Where the records below show the word "falsely" in a line, please copy that line.

GIVEN INFORMATION Start Marker

PR #120, opened 2026-07-11
Fix: nr_observe_get_latency_decomposition falsely claimed a proxy-mode fix path (v1.4.18)

### LINKED ISSUE #121: nr_observe_get_latency_decomposition: code comment and docs falsely claim a proxy-mode fix path
## Summary

`nr_observe_get_latency_decomposition`'s code comment (in `src/index.ts`) and public documentation (`docs/COMMANDS_TABLE.md`) both claim the tool "only" needs proxy-mode instrumentation to become functional. This claim is false.

## Details

The tool's tracker (`LatencyDecompositionTracker`) is correctly implemented but never constructed in production — `src/index.ts` hardcodes it to `undefined`, so the tool is never listed in `tools/list`. A caller who calls it directly by name gets an explicit `isError: true` response.

Tracing the actual proxy-mode code shows the "proxy mode" fix path doesn't exist: Preflight's proxy mode forwards requests to MCP servers, not to the model API. The latency it observes (`upstreamLatencyMs`) is latency to the upstream **MCP server**, not the model API — Claude Code talks to the model API directly in both stdio and proxy modes, bypassing Preflight either way. There's also no turn-boundary hook (`UserPromptSubmit`/`Stop`) wired anywhere in the collector, so even stdio mode can't cleanly separate LLM thinking time from tool-execution/overhead time.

GIVEN INFORMATION End Marker

OUTPUT FOR THIS TASK =
Fix: nr_observe_get_latency_decomposition falsely claimed a proxy-mode fix path (v1.4.18)
### LINKED ISSUE #121: nr_observe_get_latency_decomposition: code comment and docs falsely claim a proxy-mode fix path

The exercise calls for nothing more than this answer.